The National Museum of the Mighty Eighth Air Force opened on May 14, 1996, after thirteen years of planning that began in 1983. Its centerpiece is a B-17G Flying Fortress being painstakingly restored as the "City of Savannah" -- named after the original 5,000th aircraft processed through Hunter Army Airfield in 1944. When complete, it will be among the finest static displays of a B-17 in the world. The Combat Gallery houses original aircraft, engines, and scale models alongside a Messerschmitt Bf 109G fighter replica and a three-quarter-scale P-51 Mustang. Outside, Cold War-era aircraft stand guard: a B-47 Stratojet bearing the Strategic Air Command insignia, a Soviet-designed MiG-17, and an F-4 Phantom II. In 2009, the museum received the B-17 restoration project from the National Air and Space Museum. In 2025, it announced the acquisition of a B-24 Liberator from the Barksdale Global Power Museum, along with a 1902 German boxcar of the type used to transport American prisoners of war.

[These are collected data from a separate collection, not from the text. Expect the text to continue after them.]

PR #160, opened 2020-03-26
(5/n) Convert CurrencyAmount protocol buffer

amiecorso:
Provide a native Java wrapper for the[ CurrencyAmount protocol buffer](https://github.com/ripple/rippled/blob/develop/src/ripple/proto/org/xrpl/rpc/v1/amount.proto#L10).

Analogue in Swift: [xpring-eng/XpringKit#130](https://github.com/xpring-eng/XpringKit/pull/130)
Analogue in JS: https://github.com/xpring-eng/Xpring-JS/pull/252

### Context of Change

### Type of Change

## Before / After
No change.

## Test Plan

## Future Tasks

6 - 9 / 9 building up to XRPTransaction protobuf wrapper


keefertaylor:
\- Ted (on vaca), \+ Noah for Java expertise as an alternative :)

src/main/java/io/xpring/xrpl/model/XRPCurrencyAmount.java
```diff
@@ -0,0 +1,56 @@
...
+     * Mutually exclusive fields - only drops XOR issuedCurrency should be set.
+     */
+    @Nullable XRPIssuedCurrency issuedCurrency();
+
+    static XRPCurrencyAmount from(CurrencyAmount currencyAmount) {
+        switch (currencyAmount.getAmountCase()) {
+            // Mutually exclusive: either drops or issuedCurrency is set in an XRPCurrencyAmount
+            case ISSUED_CURRENCY_AMOUNT: {
+                IssuedCurrencyAmount issuedCurrencyAmount = currencyAmount.getIssuedCurrencyAmount();
+                if (issuedCurrencyAmount!= null) {
```
keefertaylor: nit: space before `!=`

keefertaylor: I believe in java you can drop the `!= null` if you want and just write:
```
if (issuedCurrency) {
```

Java evaluated objects that are non-null to be truthy values and objects that are null to be falsy

src/main/java/io/xpring/xrpl/model/XRPCurrencyAmount.java
```diff
@@ -0,0 +1,56 @@
...
+                    XRPIssuedCurrency xrpIssuedCurrency = XRPIssuedCurrency.from(issuedCurrencyAmount);
+                    if (xrpIssuedCurrency != null) {
+                        return builder().issuedCurrency(xrpIssuedCurrency).build();
+                    }
+                }
+                // if AmountCase is ISSUED_CURRENCY_AMOUNT, we must be able to convert this to an XRPIssuedCurrency
+                return null;
+            }
+            case XRP_AMOUNT: {
+                long numeric_drops = currencyAmount.getXrpAmount().getDrops();
```
keefertaylor: Use camel case not snake case for variable names

src/main/java/io/xpring/xrpl/model/XRPCurrencyAmount.java
```diff
@@ -0,0 +1,56 @@
...
+                String drops = Long.toString(numeric_drops);
+                return builder().drops(drops)
+                                .build();
+            }
+            // if no AmountCase is set (e.g. empty CurrencyAmount protobuf was passed to constructor)
+            default:
+                return null;
+        }
+    }
+}
```
keefertaylor: nit: newline at end of file

src/test/java/io/xpring/xrpl/ProtocolBufferConversionTest.java
```diff
@@ -119,4 +116,43 @@ public void convertIssuedCurrencyWithBadValueTest() {
...
+        XRPCurrencyAmount xrpCurrencyAmount = XRPCurrencyAmount.from(FakeXRPProtobufs.issuedCurrencyCurrencyAmount);
+
+        // THEN the result has an issued currency set and no drops amount.
+        assertThat(xrpCurrencyAmount.drops()).isNull();
+        assertThat(xrpCurrencyAmount.issuedCurrency())
+                .isEqualTo(XRPIssuedCurrency.from(FakeXRPProtobufs.issuedCurrencyCurrencyAmount.getIssuedCurrencyAmount()));
+    }
+
+    @Test
+    public void convertCurrencyAmountWithBadInputsTest() {
```
keefertaylor: There's actually another case here where the issued currency input is invalid (which is what we've been testing in other tests). This test case is valid though and we should probably have it. Mind adding a test case for an invalidIssuedCurrency?

Extra credit if you want to add it to JS / Swift, otherwise we can file an Asana issue and reference this comment and we can address at some point in the future.

src/main/java/io/xpring/xrpl/model/XRPCurrencyAmount.java
amiecorso: It actually won't let me...  I get a `Required Type: boolean, Provided Type: XRPIssuedCurrency` error.  Java just likes to hear itself talk.

src/test/java/io/xpring/xrpl/ProtocolBufferConversionTest.java
amiecorso: Great, test case has been added here and can do in JS and Swift as well

amiecorso:
Question for y'all:  notice that in my `XRPCurrencyAmount.from` method, I try to convert the underlying `IssuedCurrency` proto into an `XRPIssuedCurrency`... a process which can now throw a `NumberFormatException`.  Here, I catch that `NumberFormatException` and then return `null` instead of finishing construction of an `XRPCurrencyAmount`.  Do you think that's the behavior we want (which silently handles the error) or do we want to re-throw the exception again?

src/main/java/io/xpring/xrpl/model/XRPCurrencyAmount.java
nkramer44: Yeah that would be nice...

src/main/java/io/xpring/xrpl/model/XRPCurrencyAmount.java
```diff
@@ -0,0 +1,62 @@
...
+    static ImmutableXRPCurrencyAmount.Builder builder() {
+        return ImmutableXRPCurrencyAmount.builder();
+    }
+
+    /**
+     * @return An amount of XRP, specified in drops.
+     * Mutually exclusive fields - only drops XOR issuedCurrency should be set.
+     */
+     @Nullable String drops();
+
```
nkramer44: nit: annotations usually go on their own line in Java.

```java
@Nullable
String drops();
```

src/main/java/io/xpring/xrpl/model/XRPCurrencyAmount.java
```diff
@@ -0,0 +1,62 @@
...
+    /**
+     * @return An amount of an issued currency.
+     * Mutually exclusive fields - only drops XOR issuedCurrency should be set.
+     */
+    @Nullable XRPIssuedCurrency issuedCurrency();
```
nkramer44: same here

src/main/java/io/xpring/xrpl/model/XRPCurrencyAmount.java
```diff
@@ -0,0 +1,62 @@
...
+
+    static XRPCurrencyAmount from(CurrencyAmount currencyAmount) {
```
nkramer44: Can you add a javadoc here?

src/main/java/io/xpring/xrpl/model/XRPCurrencyAmount.java
```diff
@@ -0,0 +1,62 @@
...
+        switch (currencyAmount.getAmountCase()) {
+            // Mutually exclusive: either drops or issuedCurrency is set in an XRPCurrencyAmount
+            case ISSUED_CURRENCY_AMOUNT: {
+                IssuedCurrencyAmount issuedCurrencyAmount = currencyAmount.getIssuedCurrencyAmount();
+                XRPIssuedCurrency xrpIssuedCurrency;
+                if (issuedCurrencyAmount != null) {
+                    try {
+                        xrpIssuedCurrency = XRPIssuedCurrency.from(issuedCurrencyAmount);
+                    } catch (NumberFormatException error) {
```
nkramer44: You shouldn't need to rethrow the error here, I don't think.  If `XRPIssuedCurrency.from` throws an exception, this method will throw the exception.

Also, I know @keefertaylor hates 1 letter names, but it's more normal in Java to do `NumberFormatException e`.  If that really bugs you, let's at least change `error` to `exception` (Not here if this is going away, but more for future reference)

amiecorso:
Thanks for the comments Noah! I'll be sure to apply all of these notes to some of the future PRs that you're not a reviewer on, too.  As well as javadoc ALL the `XRPWhatever.from` methods in the same style you've done for ILP wrapper classes.

PR #161, opened 2020-03-27
(6/n) Convert Payment Protocol Buffers

amiecorso:
Provide a native Java wrapper for the [Payment protocol buffer](https://github.com/ripple/rippled/blob/develop/src/ripple/proto/org/xrpl/rpc/v1/transaction.proto#L224).
Analogue in Swift: https://github.com/xpring-eng/XpringKit/pull/131
Analogue in JS: https://github.com/xpring-eng/Xpring-JS/pull/254

### Context of Change

### Type of Change

## Before / After
No change.

## Test Plan

## Future Tasks

7 - 9 / 9 will build up to Transaction protobuf conversion


src/main/java/io/xpring/xrpl/model/XRPPayment.java
```diff
@@ -0,0 +1,117 @@
...
+
+    /**
+     * @return (Optional) Highest amount of source currency this transaction is allowed to cost.
+     */
+    @Nullable XRPCurrencyAmount sendMax();
+
+    static XRPPayment from(Payment payment) {
+        // amount is required
+        XRPCurrencyAmount amount = XRPCurrencyAmount.from(payment.getAmount().getValue());
+        if (amount == null) { return null; }
```
keefertaylor: You can shorten to 

```
if (!amount) { ... } 
```

src/main/java/io/xpring/xrpl/model/XRPPayment.java
```diff
@@ -0,0 +1,117 @@
...
+                .amount(amount)
+                .destination(destination)
+                .destinationTag(destinationTag)
+                .deliverMin(deliverMin)
+                .invoiceID(invoiceID)
+                .paths(paths)
+                .sendMax(sendMax)
+                .build();
+    }
+}
```
keefertaylor: nit: newline

src/main/java/io/xpring/xrpl/model/XRPPayment.java
amiecorso: This is also giving me an issue about requiring a boolean when I try to write it like that...

src/main/java/io/xpring/xrpl/model/XRPPayment.java
```diff
@@ -0,0 +1,131 @@
...
+            destinationTag = payment.getDestinationTag().getValue();
+        } else {
+            destinationTag = null;
+        }
+
+        // If the deliverMin field is set, it must be able to be transformed into an XRPCurrencyAmount.
+        XRPCurrencyAmount deliverMin;
+        if (payment.hasDeliverMin()) {
+            deliverMin = XRPCurrencyAmount.from(payment.getDeliverMin().getValue());
+            if (deliverMin == null) { return null; }
```
nkramer44: nit: Separate the conditional to different lines

src/main/java/io/xpring/xrpl/model/XRPPayment.java
```diff
@@ -0,0 +1,131 @@
...
+                                     .collect(Collectors.toList());
+        if (paths.isEmpty()) {
+            paths = null;
+        }
+
+        // If the sendMax field is set, it must be able to be transformed into an XRPCurrencyAmount.
+        XRPCurrencyAmount sendMax;
+        if (payment.hasSendMax()) {
+            sendMax = XRPCurrencyAmount.from(payment.getSendMax().getValue());
+            if (sendMax == null) { return null; }
```
nkramer44: same here

nkramer44:
Woops, was a little late to the party

PR #162, opened 2020-03-29
(7/9) Convert Memo protocol buffer

amiecorso:
Provide a native Java wrapper for the [Memo protocol buffer](https://github.com/ripple/rippled/blob/develop/src/ripple/proto/org/xrpl/rpc/v1/transaction.proto#L80).

Analogue in Swift: https://github.com/xpring-eng/XpringKit/pull/136
Analogue in JS: https://github.com/xpring-eng/Xpring-JS/pull/255

### Context of Change

### Type of Change

## Before / After
No change.

## Test Plan

8 & 9 / building up to Transaction wrapper


amiecorso:
The Circle failure currently due to outdated Testnet txn hash for integration tests.  Will open separate PR to address from master.

src/main/java/io/xpring/xrpl/model/XRPMemo.java
```diff
@@ -0,0 +1,61 @@
...
+        } else {
+            type = memo.getMemoType().getValue().toByteArray();
+        }
+        return XRPMemo.builder()
+                    .data(data)
+                    .format(format)
+                    .type(type)
+                    .build();
+    }
+}
```
keefertaylor: nit: newline

src/main/java/io/xpring/xrpl/model/XRPMemo.java
```diff
@@ -0,0 +1,61 @@
...
+    @Nullable byte[] format();
+
+    /**
+     * @return Hex value representing characters allowed in URLs.
+     * Conventionally, a unique relation (according to RFC 5988) that defines the format of this memo.
+     */
+    @Nullable byte[] type();
+
+    static XRPMemo from(Memo memo) {
+        byte[] data;
```
keefertaylor: I'd build these up one at a time to make it easier to read. Also, the null value is implicitly assigned, though you can make it explicit. 

```
byte[] data; // Or if you want to be super clear: byte[] data= null; 
if (memo.getMemoData().getValue() != ByteString.EMPTY) {
  data = memo.getMemoData().getValue().toByteArray();
}
        // Intentional blank line; let reader know we're done with mucking around with `data`
byte [] format; 
// and so on
```

If you really wanted to be succinct there, you could just use a ternary operator and do the assignment in two statements:
```
ByteString memoData = memo.getMemoData().getValue();
byte[] data = memoData == ByteString.EMPTY ? null : memoData.toByteArray()
        // Intentional blank line; let reader know we're done with mucking around with `data`
ByteString format = ...
```

I tend to prefer the second though some people find ternary operators hard to read.

src/main/java/io/xpring/xrpl/model/XRPMemo.java
```diff
@@ -0,0 +1,61 @@
...
+        byte[] format;
+        byte[] type;
+        if (memo.getMemoData().getValue() == ByteString.EMPTY) {
```
keefertaylor: I'm surprised that `==` WAI. `==` in java should compare object addresses and I'm surprised an arbitrary `EMPTY` ByteString has the same object address as another `EMPTY` byte string. 

We should probably use `.equals()` here:P
```
if (memo.getMemoData.getValue().equals(ByteString.EMPTY) {
```

src/test/java/io/xpring/xrpl/FakeXRPProtobufs.java
```diff
@@ -27,6 +27,32 @@
...
     static int testDestinationTag = 2;
+
+    static ByteString memoDataBytes;
+    static ByteString memoFormatBytes;
+    static ByteString memoTypeBytes;
+
+    static {
+        try {
+            memoDataBytes = ByteString.copyFrom("123", "Utf8");
+        } catch (UnsupportedEncodingException e) {
```
keefertaylor: don't use one letter variable names. Saves time now, difficult to read later :) 

(Yes, I know it's only test code but it's good to have good habits)

src/main/java/io/xpring/xrpl/model/XRPMemo.java
amiecorso: wayyyyyy prettier thank you

src/main/java/io/xpring/xrpl/model/XRPMemo.java
amiecorso: I think that the reason this is WAI is that when you construct a default, empty `MemoData` object, its bytestring value is explicitly set to that constant `ByteString.EMPTY` in the constructor. `.equals` sounds good to me and is also easier to read in the ternary operator

src/test/java/io/xpring/xrpl/FakeXRPProtobufs.java
amiecorso: unlearning bad habits they taught me at school

amiecorso:
CircleCI seems to be crashing for reasons unrelated to tests...

amiecorso:
\+ Noah cause Dino's out

src/test/java/io/xpring/xrpl/FakeXRPProtobufs.java
```diff
@@ -16,8 +16,8 @@
     static {
         try {
             testCurrencyCode = ByteString.copyFrom("123", "Utf8");
-        } catch (UnsupportedEncodingException e) {
-            e.printStackTrace();
+        } catch (UnsupportedEncodingException error) {
```
nkramer44: Again, calling this `e` is a very normal thing in java, but if you must use a full word, let's call this `exception`

src/test/java/io/xpring/xrpl/FakeXRPProtobufs.java
```diff
@@ -16,8 +16,8 @@
...
+            error.printStackTrace();
```
nkramer44: Let's use a logger here.  Look at `DefaultIlpClient` on how to set up a logger

src/test/java/io/xpring/xrpl/FakeXRPProtobufs.java
```diff
@@ -26,6 +26,32 @@
...
+
+    static ByteString memoDataBytes;
+    static ByteString memoFormatBytes;
+    static ByteString memoTypeBytes;
+
+    static {
+        try {
+            memoDataBytes = ByteString.copyFrom("123", "Utf8");
+        } catch (UnsupportedEncodingException error) {
+            error.printStackTrace();
```
nkramer44: logger and `exception` here as well

src/test/java/io/xpring/xrpl/FakeXRPProtobufs.java
```diff
@@ -26,6 +26,32 @@
...
+        }
+    }
+    static {
+        try {
+            memoFormatBytes = ByteString.copyFrom("456", "Utf8");
+        } catch (UnsupportedEncodingException error) {
+            error.printStackTrace();
```
nkramer44: same same

src/test/java/io/xpring/xrpl/FakeXRPProtobufs.java
```diff
@@ -26,6 +26,32 @@
...
+        }
+    }
+    static {
+        try {
+            memoTypeBytes = ByteString.copyFrom("789", "Utf8");
+        } catch (UnsupportedEncodingException error) {
+            error.printStackTrace();
```
nkramer44: same same

amiecorso:
If you don't mind checking out my logger!  I saw how to set one up but couldn't find an example of it in-use so hopefully what I've got here is ok.

src/test/java/io/xpring/xrpl/FakeXRPProtobufs.java
```diff
@@ -16,8 +20,8 @@
     static {
         try {
             testCurrencyCode = ByteString.copyFrom("123", "Utf8");
-        } catch (UnsupportedEncodingException e) {
-            e.printStackTrace();
+        } catch (UnsupportedEncodingException exception) {
+            logger.info("Can't create testCurrencyCode", exception);
```
nkramer44, line 24: This should be `logger.error` or `logger.warn`

src/test/java/io/xpring/xrpl/FakeXRPProtobufs.java
```diff
@@ -26,6 +30,32 @@
...
+            memoFormatBytes = ByteString.copyFrom("456", "Utf8");
+        } catch (UnsupportedEncodingException exception) {
+            logger.info("Can't create memoFormatBytes", exception);
+        }
+    }
+    static {
+        try {
+            memoTypeBytes = ByteString.copyFrom("789", "Utf8");
+        } catch (UnsupportedEncodingException exception) {
+            logger.info("Can't create memoTypeBytes", exception);
```
nkramer44, line 56: same here

src/test/java/io/xpring/xrpl/FakeXRPProtobufs.java
```diff
@@ -26,6 +30,32 @@
...
+            memoDataBytes = ByteString.copyFrom("123", "Utf8");
+        } catch (UnsupportedEncodingException exception) {
+            logger.info("Can't create memoDataBytes", exception);
+        }
+    }
+    static {
+        try {
+            memoFormatBytes = ByteString.copyFrom("456", "Utf8");
+        } catch (UnsupportedEncodingException exception) {
+            logger.info("Can't create memoFormatBytes", exception);
```
nkramer44, line 49: same here

src/test/java/io/xpring/xrpl/FakeXRPProtobufs.java
```diff
@@ -26,6 +30,32 @@
...
+
+    static ByteString memoDataBytes;
+    static ByteString memoFormatBytes;
+    static ByteString memoTypeBytes;
+
+    static {
+        try {
+            memoDataBytes = ByteString.copyFrom("123", "Utf8");
+        } catch (UnsupportedEncodingException exception) {
+            logger.info("Can't create memoDataBytes", exception);
```
nkramer44, line 42: same

src/test/java/io/xpring/xrpl/FakeXRPProtobufs.java
```diff
@@ -37,17 +67,17 @@
     static {
         try {
             testPublicKey = ByteString.copyFrom("123", "Utf8");
-        } catch (UnsupportedEncodingException e) {
-            e.printStackTrace();
+        } catch (UnsupportedEncodingException exception) {
+            logger.info("Can't create testPublicKey", exception);
```
nkramer44, line 71: same

src/test/java/io/xpring/xrpl/FakeXRPProtobufs.java
```diff
@@ -37,17 +67,17 @@
...
     }
 
     static ByteString testTransactionSignature;
     static {
         try {
             testTransactionSignature = ByteString.copyFrom("456", "Utf8");
-        } catch (UnsupportedEncodingException e) {
-            e.printStackTrace();
+        } catch (UnsupportedEncodingException exception) {
+            logger.info("Can't create testTransactionSignature", exception);
```
nkramer44, line 80: same

amiecorso:
great, all updated to logger.error!

PR #165, opened 2020-03-30
(8/9) Convert Signer Protocol Buffers

amiecorso:
Provide a native Java wrapper for the [Signer protocol buffer](https://github.com/ripple/rippled/blob/develop/src/ripple/proto/org/xrpl/rpc/v1/transaction.proto#L90).

Analogue in Swift: https://github.com/xpring-eng/XpringKit/pull/137
Analogue in JS: https://github.com/xpring-eng/Xpring-JS/pull/256

### Context of Change

### Type of Change

## Before / After
No change.

## Test Plan

## Future Tasks

(9/9) Transaction wrapper


src/main/java/io/xpring/xrpl/model/XRPSigner.java
```diff
@@ -0,0 +1,57 @@
...
+    @Nullable byte[] transactionSignature();
+
+    static XRPSigner from(Signer signer) {
+        String account = signer.getAccount().getValue().getAddress();
+        byte[] signingPublicKey;
+        byte[] transactionSignature;
+        if (account.isEmpty()) {
+            account = null;
+        }
+        if (signer.getSigningPublicKey().getValue() == ByteString.EMPTY) {
```
keefertaylor: Same comments as on 7/9 here.

src/main/java/io/xpring/xrpl/model/XRPSigner.java
```diff
@@ -0,0 +1,57 @@
...
+        } else {
+            transactionSignature = signer.getTransactionSignature().getValue().toByteArray();
+        }
+        return XRPSigner.builder()
+                .account(account)
+                .signingPublicKey(signingPublicKey)
+                .transactionSignature(transactionSignature)
+                .build();
+    }
+}
```
keefertaylor: + new line

PR #171, opened 2020-03-31
Upgrade Resources on CircleCI

keefertaylor:

Increase the resources available to CI builds.

### Context of Change

@amiecorso reports seeing occasional failures of our tests on CI with [exit code 137](https://support.circleci.com/hc/en-us/articles/115014359648-Exit-code-137-Out-of-memory), which represents an out of memory crash. 

Bump our machine to a `large` executor, rather than the default `medium` executor ([Docs](https://circleci.com/docs/2.0/configuration-reference/#docker-executor)).

This should move us from:
2vCPU -> 4vCPU
4GB RAM -> 8 GB RAM

There's a Medium+ tier between the current and new tier, but these tests run a bit slowly anyway and I'd like to see us get higher performance. Likewise, we could bump for higher performance, but I don't want to be wasteful unnecessarily. 

### Type of Change

- [ ] Documentation Updates
- [ ] Release

## Before / After

Builds hopefully don't crash. We'll continue to monitor. 

## Test Plan

CI (fingers crossed this run doesn't die)


keefertaylor:
Ping @tedkalaw

PR #172, opened 2020-03-31
Add Interface and Fake for XRPClient

keefertaylor:

Add an interface and a fake for `XRPClient`.

### Context of Change

In the future, a Xpring component will bridge smaller components (ex. PayID, XRP). In order to test interactions with the Xpring component we will need fakes. This PR adds an interface and a fake. 

I'm open to better names that `XRPClientInterface`.

### Type of Change

- [ ] Documentation Updates
- [ ] Release

## Before / After

No change. This is a prefactor for a larger feature.

## Test Plan

CI

### DIFF
--- a/src/main/java/io/xpring/xrpl/XRPClientInterface.java
+++ b/src/main/java/io/xpring/xrpl/XRPClientInterface.java
@@ -1,0 +1,38 @@
+package io.xpring.xrpl;
+
+import io.xpring.xrpl.legacy.LegacyDefaultXRPClient;
+
+import java.math.BigInteger;
+
+public interface XRPClientInterface {
+    /**
+     * Get the balance of the specified account on the XRP Ledger.
+     *
+     * @param xrplAccountAddress The X-Address to retrieve the balance for.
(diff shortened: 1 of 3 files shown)


src/main/java/io/xpring/xrpl/XRPClientInterface.java
```diff
@@ -0,0 +1,38 @@
+package io.xpring.xrpl;
+
+import io.xpring.xrpl.legacy.LegacyDefaultXRPClient;
```
nhartner, line 3: unused import from what I can tell. FYI, IntelliJ has a checkbox on the "Commit Changes" modal to automatically clean up unused imports. It's unchecked by default but I recommend checking it.

image

keefertaylor: Thanks. 

I actually have a TODO to make our linter config actually work (it's committed and it runs but it doesn't auto fix or error, just prints warnings). I'd been mostly deferring these style things until that landed and figured a computer program would just do it for me. 

Cleaned up this one though.

PR #173, opened 2020-04-01
Implements paymentHistory (1/2)

amiecorso:
Implements `paymentHistory` method in `DefaultXRPClient` and related classes.  Does not yet expose this method in `XRPClient` public API.

Analogue in Swift: https://github.com/xpring-eng/XpringKit/pull/151
Analogue in JS: https://github.com/xpring-eng/Xpring-JS/pull/293

### Context of Change
This PR implements `paymentHistory` and adds additional unit test cases and testing helper infrastructure.

Note this method still does not exist in the public API (will put in separate PR) and thus changelogs etc are not updated and integration tests haven't been written.

### Type of Change

## Before / After
`paymentHistory` and test infrastructure now exists in `DefaultXRPClient`

## Test Plan
CircleCI

## Future Tasks

Expose `paymentHistory` in public API (`XRPClient`), like [this one](https://github.com/xpring-eng/XpringKit/pull/148/files) in Swift SDK


src/main/java/io/xpring/xrpl/ReliableSubmissionXRPClient.java
```diff
@@ -61,6 +64,11 @@ public RawTransactionStatus getRawTransactionStatus(String transactionHash) thro
         return this.decoratedClient.getRawTransactionStatus(transactionHash);
     }
 
+    @Override
+    public List<XRPTransaction> paymentHistory(String address) throws XpringException {
```
keefertaylor, line 68: Just a heads up that #174 renames `XpringException` to `XRPException` in case that lands before this one and you get build errors.

intelliot:
What’s our current thinking about how large history should be handled (pagination)?

amiecorso:
Hi Elliot - I followed up with Keefer about pagination and our current thinking is: we've been striving for an MVP of some of these SDK features, and then can add this change in a non-breaking way.  It is a good point, and I'm going to create an Asana task and put it in the "to be prioritized" section so we can weigh its current relative importance, and then implement it consistently across the three SDKs.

The Weight of 26,000 Names

The museum is more than aircraft and artifacts. Its Memorial Garden holds the names of those who gave their lives flying with the Eighth -- a toll that exceeded the entire United States Marine Corps' losses in the Pacific. The Major General Lewis E. Lyle Rotunda anchors the museum's interior, named for one of the Eighth's distinguished combat leaders. An art gallery showcases aviation paintings that capture moments impossible to photograph: the frozen terror inside a flak-riddled bomber at 25,000 feet, the eerie beauty of contrails drawn across a winter sky by hundreds of aircraft. A 2003 Georgia statute designated the museum as the official state center for character education, recognizing its mission extends beyond military history into broader lessons about courage, sacrifice, and moral responsibility. The museum broke ground on a major expansion in February 2024, ensuring that the story of the Mighty Eighth continues to grow as new artifacts and accounts are discovered.

Hallowed Ground

The museum sits in Pooler, Georgia, just off Interstate 95 in the western suburbs of Savannah. Its proximity to the Eighth Air Force's birthplace at the former Savannah Army Air Base -- now Hunter Army Airfield -- is deliberate and deeply felt. In February 2011, a World War II-era fire truck that had served at Hunter was donated to the collection, a direct physical link between the museum and the airfield where it all started. The museum changed its name to the National Museum of the Mighty Eighth Air Force in March 2013, and in January 2024 received an official national designation. For the pilots, navigators, bombardiers, gunners, and ground crews who passed through Savannah on their way to England's muddy airfields, this flat coastal landscape of marshes and live oaks was the last piece of America they saw. For some, it was the last piece of America they would ever see. The museum exists so that the rest of us remember why.

From the Air

Located at 32.12N, 81.24W in Pooler, Georgia, just south of Interstate 95 and west of downtown Savannah. The museum building sits adjacent to commercial development along US-80. Savannah/Hilton Head International Airport (KSAV) is approximately 4 miles to the south. Hunter Army Airfield (KSVN), the original Savannah Army Air Base where the Eighth Air Force was activated in 1942, lies about 8 miles to the east. The museum's outdoor aircraft displays -- particularly the B-47 Stratojet -- are identifiable from low altitude. Best viewed at 2,000-3,000 feet AGL. The flat coastal plain and marshland surrounding Savannah make this area easy to navigate visually.